I am trying to tune my NAS, running openfiler, and wondering why I'm getting relatively poor read performance from 4 WD RE3 drives in RAID 5.
EDIT: Please note I am talking about the buffered disk read speed not cached speeds
EDIT: Changed formatting to make clear there are two sets of output.
When I run hdparm on the meta device I get the levels of performance I'd expect, drop to the volume and it's a third the speed !
Any one any idea why ? Is LVM that bad ?
Dean
Meta device /dev/md0 results
[root@nas2 etc]# hdparm -tT /dev/md0 /dev/md0: Timing cached reads: 4636 MB in 2.00 seconds = 2318.96 MB/sec Timing buffered disk reads: 524 MB in 3.01 seconds = 174.04 MB/sec
Vol group /dev/mapper/vg1-vol1 results
[root@nas2 etc]# hdparm -tT /dev/mapper/vg1-vol1 /dev/mapper/vg1-vol1: Timing cached reads: 4640 MB in 2.00 seconds = 2320.28 MB/sec Timing buffered disk reads: 200 MB in 3.01 seconds = 66.43 MB/sec
Edit: See section from the hdparm man page which suggest this is perfectly valid test for sequential read performance which is the issue I am trying to resolve.
-t Perform timings of device reads for benchmark and comparison purposes. For meaningful results, this operation should be repeated 2-3 times on an otherwise inactive system (no other active processes) with at least a couple of megabytes of free memory. This displays the speed of reading through the buffer cache to the disk without any prior caching of data. This measurement is an indication of how fast the drive can sustain sequential data reads under Linux, without any filesystem overhead. To ensure accurate measurements, the buffer cache is flushed during the processing of -t using the BLKFLSBUF ioctl.
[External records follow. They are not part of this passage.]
PR #1322, opened 2021-07-16
Added Startup health check

### LINKED ISSUE #1300: Allows Kafka incoming connector to report readiness once assigned
This would be a new health check strategy for readiness where we wait until we get assigned to at least a topic/partition before indicating the application to be ready.

ozangunalp:
The incoming channel is ready after partition assignments. Fixes #1300

Here is a recap of proposed health checks

### Incoming channel (Kafka Consumer)
**Startup** 
Broker is accessible
- with Admin client: topic list returns with or without results
- with Metric: connection-count > 0 (Is this still relevant with startup ?)

**Readiness**
Assigned topic partitions for the channel is not empty
- with Consumer client: assigned partitions is not empty 
 NOTE: If the `partitions` config passed to the application is greater than the number of topic partitions on the broker, a consumer will end up with no partition assignments, and this will fail the readiness check of the application. 
- with Metric: connection-count > 0

**Liveness**
Check: No failures reported for channel

### Outgoing channel (Kafka Producer)
**Startup**
Broker is accessible
- with Admin client: topic list returns with or without results
- with Metric: connection-count > 0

If the -T flag is also specified, then a correction factor based on the outcome of -T will be incorporated into the result reported for the -t operation.
The default readahead settings for LVM are really pessimistic. Try
blockdev --setra 8192 /dev/vg1/vol1
and see what that bumps your LVM performance up to. You will always take a performance hit using LVM; we measure it on properly configured systems at about 10% of underlying block device performance.I don't have a good explanation, but I can confirm the results.
Testing of RAID (raid5, 4x1.5TB drives)
test of volume which is uses md2 as the physical device.
I made the change proposed by womble and saw results like this.
Make sure that you compare apples to apples.
hdparm -t
reads from the beginning of the device which is also the fastest part of your disk if you're giving it a whole disk (and it's spinning platters).Make sure you compare it with a LV from the beginning of the disk.
To see the mapping use
pvdisplay -m
.(okay, granted, the difference in numbers may be negligible. But at least think about it :)
The workload created by hdparm -T is not representative for almost any use case except streaming reads from a single large file. Also, if performance is a concern, don't use raid5.
You can figure out where hdparm is spending its time with blktrace (if it's in I/O) or oprofile (if it's on CPU). Knowing the LVM setup would also help (pvdisplay, vgdisplay, lvdisplay).